- _PROBLEM DESCRIPTION_: Search the data for the word "without" and copy every line that contains it.

- _DATA_:
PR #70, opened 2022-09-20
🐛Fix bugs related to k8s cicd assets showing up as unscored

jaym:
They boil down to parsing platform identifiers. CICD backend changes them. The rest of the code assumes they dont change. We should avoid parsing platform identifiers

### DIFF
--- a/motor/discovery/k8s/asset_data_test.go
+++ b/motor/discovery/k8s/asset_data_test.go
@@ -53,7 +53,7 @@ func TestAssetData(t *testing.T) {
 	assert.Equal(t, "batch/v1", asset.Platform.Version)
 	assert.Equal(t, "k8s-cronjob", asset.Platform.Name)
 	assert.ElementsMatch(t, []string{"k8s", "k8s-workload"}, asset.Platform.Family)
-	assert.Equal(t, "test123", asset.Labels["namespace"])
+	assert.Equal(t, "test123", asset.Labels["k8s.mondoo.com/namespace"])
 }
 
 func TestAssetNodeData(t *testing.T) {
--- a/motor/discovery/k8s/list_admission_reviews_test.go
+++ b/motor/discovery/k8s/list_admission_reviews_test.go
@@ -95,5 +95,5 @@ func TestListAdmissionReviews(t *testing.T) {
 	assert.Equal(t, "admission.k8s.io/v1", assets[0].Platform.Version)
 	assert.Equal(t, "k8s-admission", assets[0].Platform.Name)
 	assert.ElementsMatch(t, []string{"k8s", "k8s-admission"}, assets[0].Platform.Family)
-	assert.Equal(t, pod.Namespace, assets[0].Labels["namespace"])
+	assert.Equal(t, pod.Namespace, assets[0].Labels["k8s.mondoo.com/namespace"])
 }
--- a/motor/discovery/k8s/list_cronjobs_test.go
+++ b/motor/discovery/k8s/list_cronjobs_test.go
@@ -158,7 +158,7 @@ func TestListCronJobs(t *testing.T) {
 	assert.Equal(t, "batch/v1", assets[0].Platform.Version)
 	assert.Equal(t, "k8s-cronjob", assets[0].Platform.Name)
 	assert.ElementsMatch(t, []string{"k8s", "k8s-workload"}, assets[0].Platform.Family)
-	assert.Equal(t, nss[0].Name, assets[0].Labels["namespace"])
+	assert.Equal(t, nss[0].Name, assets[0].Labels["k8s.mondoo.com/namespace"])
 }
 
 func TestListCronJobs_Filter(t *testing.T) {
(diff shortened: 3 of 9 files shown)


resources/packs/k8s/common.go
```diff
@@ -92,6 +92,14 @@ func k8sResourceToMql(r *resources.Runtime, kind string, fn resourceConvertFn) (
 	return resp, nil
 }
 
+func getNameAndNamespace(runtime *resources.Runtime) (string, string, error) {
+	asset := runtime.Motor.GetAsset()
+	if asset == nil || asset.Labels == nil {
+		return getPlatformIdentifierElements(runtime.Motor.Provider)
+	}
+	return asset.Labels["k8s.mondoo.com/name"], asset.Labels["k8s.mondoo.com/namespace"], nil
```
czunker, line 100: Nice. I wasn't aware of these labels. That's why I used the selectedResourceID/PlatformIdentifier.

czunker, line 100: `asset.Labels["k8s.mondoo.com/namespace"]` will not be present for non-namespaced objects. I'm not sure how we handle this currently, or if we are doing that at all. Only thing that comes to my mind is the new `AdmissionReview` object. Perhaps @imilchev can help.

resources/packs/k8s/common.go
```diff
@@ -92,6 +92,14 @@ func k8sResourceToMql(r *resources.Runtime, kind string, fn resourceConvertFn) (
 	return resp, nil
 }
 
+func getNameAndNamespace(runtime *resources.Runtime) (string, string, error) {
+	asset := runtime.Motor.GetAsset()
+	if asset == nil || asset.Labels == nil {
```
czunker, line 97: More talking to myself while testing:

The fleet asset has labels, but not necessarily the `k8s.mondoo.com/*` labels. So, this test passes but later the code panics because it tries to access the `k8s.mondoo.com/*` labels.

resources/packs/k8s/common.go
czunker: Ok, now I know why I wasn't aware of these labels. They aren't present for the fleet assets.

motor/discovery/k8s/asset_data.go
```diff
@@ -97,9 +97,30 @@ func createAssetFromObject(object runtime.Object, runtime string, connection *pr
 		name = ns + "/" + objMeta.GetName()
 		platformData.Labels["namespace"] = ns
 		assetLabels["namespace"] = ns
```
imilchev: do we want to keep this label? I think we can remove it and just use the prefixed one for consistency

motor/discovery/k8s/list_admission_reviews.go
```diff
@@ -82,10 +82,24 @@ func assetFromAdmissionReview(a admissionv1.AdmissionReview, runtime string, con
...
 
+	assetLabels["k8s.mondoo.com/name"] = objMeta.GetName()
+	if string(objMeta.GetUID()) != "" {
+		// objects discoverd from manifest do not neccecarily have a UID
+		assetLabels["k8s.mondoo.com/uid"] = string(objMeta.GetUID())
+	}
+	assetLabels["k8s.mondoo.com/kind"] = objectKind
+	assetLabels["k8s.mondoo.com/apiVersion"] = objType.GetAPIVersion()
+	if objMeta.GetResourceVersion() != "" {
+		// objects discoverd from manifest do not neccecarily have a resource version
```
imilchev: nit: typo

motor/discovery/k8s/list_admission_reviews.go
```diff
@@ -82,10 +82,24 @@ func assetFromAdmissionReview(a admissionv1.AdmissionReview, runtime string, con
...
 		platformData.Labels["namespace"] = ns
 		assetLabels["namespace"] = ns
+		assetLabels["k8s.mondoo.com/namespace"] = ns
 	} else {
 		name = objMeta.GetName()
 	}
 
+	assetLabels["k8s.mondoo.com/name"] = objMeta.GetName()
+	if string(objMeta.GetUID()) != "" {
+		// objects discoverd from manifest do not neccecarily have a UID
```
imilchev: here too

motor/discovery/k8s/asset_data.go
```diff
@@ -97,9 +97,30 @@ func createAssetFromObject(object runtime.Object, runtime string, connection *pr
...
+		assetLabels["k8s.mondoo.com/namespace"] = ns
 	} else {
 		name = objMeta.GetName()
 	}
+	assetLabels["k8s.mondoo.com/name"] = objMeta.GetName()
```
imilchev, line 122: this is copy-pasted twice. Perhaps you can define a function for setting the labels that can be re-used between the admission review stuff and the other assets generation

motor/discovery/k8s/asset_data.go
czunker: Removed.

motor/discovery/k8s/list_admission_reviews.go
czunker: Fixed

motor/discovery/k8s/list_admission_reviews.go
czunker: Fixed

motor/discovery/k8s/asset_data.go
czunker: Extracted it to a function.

==

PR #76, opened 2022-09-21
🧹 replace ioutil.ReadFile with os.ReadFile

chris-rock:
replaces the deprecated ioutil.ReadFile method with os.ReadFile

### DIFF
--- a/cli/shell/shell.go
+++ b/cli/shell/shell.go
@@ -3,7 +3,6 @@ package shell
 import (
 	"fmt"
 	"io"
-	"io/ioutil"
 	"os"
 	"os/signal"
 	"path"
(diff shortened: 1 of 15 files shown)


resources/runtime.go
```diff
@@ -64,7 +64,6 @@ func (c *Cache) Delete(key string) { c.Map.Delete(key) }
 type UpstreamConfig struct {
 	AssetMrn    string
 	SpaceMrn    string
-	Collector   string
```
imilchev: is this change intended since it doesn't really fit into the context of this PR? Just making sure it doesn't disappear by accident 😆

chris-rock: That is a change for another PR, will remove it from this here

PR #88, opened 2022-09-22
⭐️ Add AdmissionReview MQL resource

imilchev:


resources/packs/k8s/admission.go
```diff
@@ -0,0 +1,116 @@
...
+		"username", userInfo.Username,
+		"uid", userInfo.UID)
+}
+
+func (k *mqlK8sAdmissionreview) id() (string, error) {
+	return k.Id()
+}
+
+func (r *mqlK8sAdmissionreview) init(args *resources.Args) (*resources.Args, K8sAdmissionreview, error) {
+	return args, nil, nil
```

--

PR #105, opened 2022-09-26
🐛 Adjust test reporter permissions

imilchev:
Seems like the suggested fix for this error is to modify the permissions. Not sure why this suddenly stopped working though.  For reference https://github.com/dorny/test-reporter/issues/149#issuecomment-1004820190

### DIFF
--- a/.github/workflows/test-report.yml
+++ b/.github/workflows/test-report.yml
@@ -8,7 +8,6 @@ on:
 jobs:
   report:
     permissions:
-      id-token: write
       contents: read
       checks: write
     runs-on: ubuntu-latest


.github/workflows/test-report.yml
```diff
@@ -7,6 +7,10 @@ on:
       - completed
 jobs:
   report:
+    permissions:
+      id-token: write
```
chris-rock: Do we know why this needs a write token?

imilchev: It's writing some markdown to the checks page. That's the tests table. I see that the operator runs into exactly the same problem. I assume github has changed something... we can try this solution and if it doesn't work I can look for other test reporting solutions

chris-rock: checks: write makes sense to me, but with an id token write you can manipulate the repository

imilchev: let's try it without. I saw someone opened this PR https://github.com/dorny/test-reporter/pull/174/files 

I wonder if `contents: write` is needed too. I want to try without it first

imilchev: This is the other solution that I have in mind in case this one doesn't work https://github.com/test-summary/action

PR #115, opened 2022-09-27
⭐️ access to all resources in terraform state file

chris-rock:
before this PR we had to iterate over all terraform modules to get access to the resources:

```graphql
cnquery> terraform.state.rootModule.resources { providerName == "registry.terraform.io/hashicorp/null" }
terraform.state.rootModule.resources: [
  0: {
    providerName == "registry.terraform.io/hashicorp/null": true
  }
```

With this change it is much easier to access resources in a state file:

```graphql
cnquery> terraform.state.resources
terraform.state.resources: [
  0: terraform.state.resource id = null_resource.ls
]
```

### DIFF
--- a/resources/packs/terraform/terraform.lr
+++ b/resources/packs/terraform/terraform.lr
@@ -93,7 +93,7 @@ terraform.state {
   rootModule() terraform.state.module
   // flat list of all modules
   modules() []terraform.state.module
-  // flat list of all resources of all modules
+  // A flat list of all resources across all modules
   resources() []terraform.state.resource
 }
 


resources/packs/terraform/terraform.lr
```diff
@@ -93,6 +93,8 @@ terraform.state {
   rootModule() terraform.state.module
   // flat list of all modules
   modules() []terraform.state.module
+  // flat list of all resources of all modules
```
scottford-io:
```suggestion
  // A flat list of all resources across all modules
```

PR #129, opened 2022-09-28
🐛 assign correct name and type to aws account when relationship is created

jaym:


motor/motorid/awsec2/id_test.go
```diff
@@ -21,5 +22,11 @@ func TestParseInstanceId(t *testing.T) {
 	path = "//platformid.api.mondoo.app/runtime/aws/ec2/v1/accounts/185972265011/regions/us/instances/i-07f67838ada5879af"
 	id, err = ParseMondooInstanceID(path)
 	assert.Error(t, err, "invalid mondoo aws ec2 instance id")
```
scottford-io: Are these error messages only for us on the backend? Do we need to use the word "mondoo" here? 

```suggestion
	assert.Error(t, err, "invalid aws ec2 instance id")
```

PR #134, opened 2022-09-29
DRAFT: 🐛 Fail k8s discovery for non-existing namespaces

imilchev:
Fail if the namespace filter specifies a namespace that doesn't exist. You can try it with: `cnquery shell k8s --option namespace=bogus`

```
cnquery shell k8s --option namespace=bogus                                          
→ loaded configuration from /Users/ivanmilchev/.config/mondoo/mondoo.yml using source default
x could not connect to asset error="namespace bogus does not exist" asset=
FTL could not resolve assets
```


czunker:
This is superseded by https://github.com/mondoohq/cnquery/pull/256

- _RESULT OF THIS TASK_:
imilchev: let's try it without. I saw someone opened this PR https://github.com/dorny/test-reporter/pull/174/files 
I wonder if `contents: write` is needed too. I want to try without it first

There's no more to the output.